■ TASK DETAILS
Copy all of the data that follows without altering a word.

■ DATASET CONTENT
○ ○ ○ ○ ○ ○ ○

PR #2795, opened 2024-10-02
Only set env vars in process to be executed locally

### LINKED ISSUE #2783: analytics fails on certificate access?
To reproduce:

○ ○ ○ ○ ○ ○ ○

■ RESPONSE
PR #2795, opened 2024-10-02
Only set env vars in process to be executed locally

### LINKED ISSUE #2783: analytics fails on certificate access?
To reproduce:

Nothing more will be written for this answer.